**** Source data
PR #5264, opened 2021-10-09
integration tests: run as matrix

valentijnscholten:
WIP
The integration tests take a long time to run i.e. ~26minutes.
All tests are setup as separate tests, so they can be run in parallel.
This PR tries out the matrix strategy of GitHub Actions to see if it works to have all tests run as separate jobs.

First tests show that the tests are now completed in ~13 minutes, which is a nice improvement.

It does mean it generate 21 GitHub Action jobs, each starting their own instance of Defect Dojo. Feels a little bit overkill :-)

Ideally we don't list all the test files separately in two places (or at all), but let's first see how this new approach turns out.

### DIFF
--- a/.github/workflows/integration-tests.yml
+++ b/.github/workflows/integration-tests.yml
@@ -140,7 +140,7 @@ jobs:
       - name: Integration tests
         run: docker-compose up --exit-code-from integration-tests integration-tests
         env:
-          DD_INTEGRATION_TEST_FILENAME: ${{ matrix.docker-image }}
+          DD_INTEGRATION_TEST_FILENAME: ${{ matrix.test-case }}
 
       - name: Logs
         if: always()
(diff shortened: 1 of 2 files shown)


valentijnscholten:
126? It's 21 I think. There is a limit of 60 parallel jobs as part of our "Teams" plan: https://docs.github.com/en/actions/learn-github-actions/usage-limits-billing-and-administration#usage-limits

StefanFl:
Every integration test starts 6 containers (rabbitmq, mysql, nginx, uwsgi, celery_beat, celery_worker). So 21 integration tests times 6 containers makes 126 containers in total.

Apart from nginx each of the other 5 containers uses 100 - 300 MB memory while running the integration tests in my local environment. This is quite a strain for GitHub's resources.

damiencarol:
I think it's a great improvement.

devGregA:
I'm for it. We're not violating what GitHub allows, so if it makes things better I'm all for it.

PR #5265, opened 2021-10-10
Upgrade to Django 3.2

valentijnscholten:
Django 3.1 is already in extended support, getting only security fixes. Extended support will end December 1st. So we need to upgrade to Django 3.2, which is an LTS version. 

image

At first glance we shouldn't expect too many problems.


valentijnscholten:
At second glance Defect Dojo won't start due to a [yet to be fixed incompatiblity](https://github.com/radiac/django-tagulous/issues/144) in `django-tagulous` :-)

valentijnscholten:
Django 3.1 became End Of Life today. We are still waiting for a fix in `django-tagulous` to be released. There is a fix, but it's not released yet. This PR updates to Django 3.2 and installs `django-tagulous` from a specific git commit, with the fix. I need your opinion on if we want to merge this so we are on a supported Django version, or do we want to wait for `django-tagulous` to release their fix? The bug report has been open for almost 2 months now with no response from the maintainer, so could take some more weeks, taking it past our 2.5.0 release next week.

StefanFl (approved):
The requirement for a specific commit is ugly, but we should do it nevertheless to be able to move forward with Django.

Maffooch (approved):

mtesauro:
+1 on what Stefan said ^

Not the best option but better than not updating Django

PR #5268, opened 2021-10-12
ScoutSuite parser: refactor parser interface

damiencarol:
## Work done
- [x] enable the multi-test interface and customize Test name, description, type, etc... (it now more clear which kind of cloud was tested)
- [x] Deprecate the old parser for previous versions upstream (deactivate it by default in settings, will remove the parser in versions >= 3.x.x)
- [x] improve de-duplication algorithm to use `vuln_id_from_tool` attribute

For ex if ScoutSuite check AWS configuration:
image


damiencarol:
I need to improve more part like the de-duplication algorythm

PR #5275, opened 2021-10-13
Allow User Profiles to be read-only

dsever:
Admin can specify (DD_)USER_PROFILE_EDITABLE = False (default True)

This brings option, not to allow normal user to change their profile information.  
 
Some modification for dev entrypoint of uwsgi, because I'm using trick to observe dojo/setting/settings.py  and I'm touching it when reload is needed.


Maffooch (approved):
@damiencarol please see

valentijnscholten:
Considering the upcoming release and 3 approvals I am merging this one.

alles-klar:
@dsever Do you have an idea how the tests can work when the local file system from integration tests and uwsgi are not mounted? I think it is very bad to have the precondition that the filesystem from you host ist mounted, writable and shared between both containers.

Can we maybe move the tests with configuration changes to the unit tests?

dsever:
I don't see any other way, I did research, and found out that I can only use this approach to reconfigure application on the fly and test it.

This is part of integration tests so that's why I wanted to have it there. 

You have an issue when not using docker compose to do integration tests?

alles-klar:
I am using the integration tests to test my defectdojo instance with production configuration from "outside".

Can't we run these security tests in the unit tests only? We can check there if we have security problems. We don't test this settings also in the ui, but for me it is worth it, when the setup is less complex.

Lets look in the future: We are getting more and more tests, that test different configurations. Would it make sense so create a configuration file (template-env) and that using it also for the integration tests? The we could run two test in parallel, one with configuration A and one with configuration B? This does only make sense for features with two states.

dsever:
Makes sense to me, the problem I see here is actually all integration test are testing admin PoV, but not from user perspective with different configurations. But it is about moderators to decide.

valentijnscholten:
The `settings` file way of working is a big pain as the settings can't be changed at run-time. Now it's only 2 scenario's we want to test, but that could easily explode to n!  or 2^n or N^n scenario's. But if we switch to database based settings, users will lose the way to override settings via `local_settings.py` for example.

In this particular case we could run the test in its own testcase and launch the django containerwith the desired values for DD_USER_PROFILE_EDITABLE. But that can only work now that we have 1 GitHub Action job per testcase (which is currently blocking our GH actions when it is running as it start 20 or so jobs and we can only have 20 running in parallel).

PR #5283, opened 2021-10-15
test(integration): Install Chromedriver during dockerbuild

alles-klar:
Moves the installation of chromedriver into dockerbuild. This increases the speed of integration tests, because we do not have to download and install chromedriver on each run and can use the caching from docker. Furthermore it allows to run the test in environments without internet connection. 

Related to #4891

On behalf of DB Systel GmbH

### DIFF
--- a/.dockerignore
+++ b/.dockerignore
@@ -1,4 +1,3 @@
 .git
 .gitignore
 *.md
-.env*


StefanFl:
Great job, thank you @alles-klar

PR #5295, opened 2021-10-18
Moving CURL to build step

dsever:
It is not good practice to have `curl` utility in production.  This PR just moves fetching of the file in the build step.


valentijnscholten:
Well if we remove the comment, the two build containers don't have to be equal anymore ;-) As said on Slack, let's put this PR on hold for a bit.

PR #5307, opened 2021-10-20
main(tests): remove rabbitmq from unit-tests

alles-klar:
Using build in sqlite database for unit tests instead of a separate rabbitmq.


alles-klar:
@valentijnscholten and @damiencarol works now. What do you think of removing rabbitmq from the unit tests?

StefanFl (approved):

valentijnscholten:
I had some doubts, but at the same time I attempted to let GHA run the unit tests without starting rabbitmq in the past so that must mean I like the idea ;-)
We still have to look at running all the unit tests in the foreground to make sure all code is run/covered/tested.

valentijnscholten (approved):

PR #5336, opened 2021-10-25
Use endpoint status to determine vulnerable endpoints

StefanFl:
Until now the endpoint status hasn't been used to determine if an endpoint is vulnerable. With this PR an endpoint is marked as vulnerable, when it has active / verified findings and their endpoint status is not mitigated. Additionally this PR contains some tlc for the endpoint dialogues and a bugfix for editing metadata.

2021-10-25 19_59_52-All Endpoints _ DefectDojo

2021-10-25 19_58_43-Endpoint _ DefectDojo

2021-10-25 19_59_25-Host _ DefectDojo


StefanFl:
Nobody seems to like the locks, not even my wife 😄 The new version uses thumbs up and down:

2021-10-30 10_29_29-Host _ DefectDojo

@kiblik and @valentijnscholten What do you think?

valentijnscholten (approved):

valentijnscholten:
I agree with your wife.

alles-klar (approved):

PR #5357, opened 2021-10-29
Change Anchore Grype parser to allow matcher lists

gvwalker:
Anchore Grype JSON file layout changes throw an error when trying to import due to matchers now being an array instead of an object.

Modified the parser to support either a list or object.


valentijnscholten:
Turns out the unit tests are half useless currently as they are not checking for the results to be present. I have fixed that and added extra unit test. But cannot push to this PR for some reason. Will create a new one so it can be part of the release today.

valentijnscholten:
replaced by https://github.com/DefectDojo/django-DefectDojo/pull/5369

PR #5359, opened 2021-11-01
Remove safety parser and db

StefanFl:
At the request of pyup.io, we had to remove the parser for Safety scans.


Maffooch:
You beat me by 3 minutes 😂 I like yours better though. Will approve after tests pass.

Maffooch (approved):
********
Wherever a line in the data above holds "better", copy that line.

I'm for it. We're not violating what GitHub allows, so if it makes things better I'm all for it.
Not the best option but better than not updating Django
You beat me by 3 minutes 😂 I like yours better though. Will approve after tests pass.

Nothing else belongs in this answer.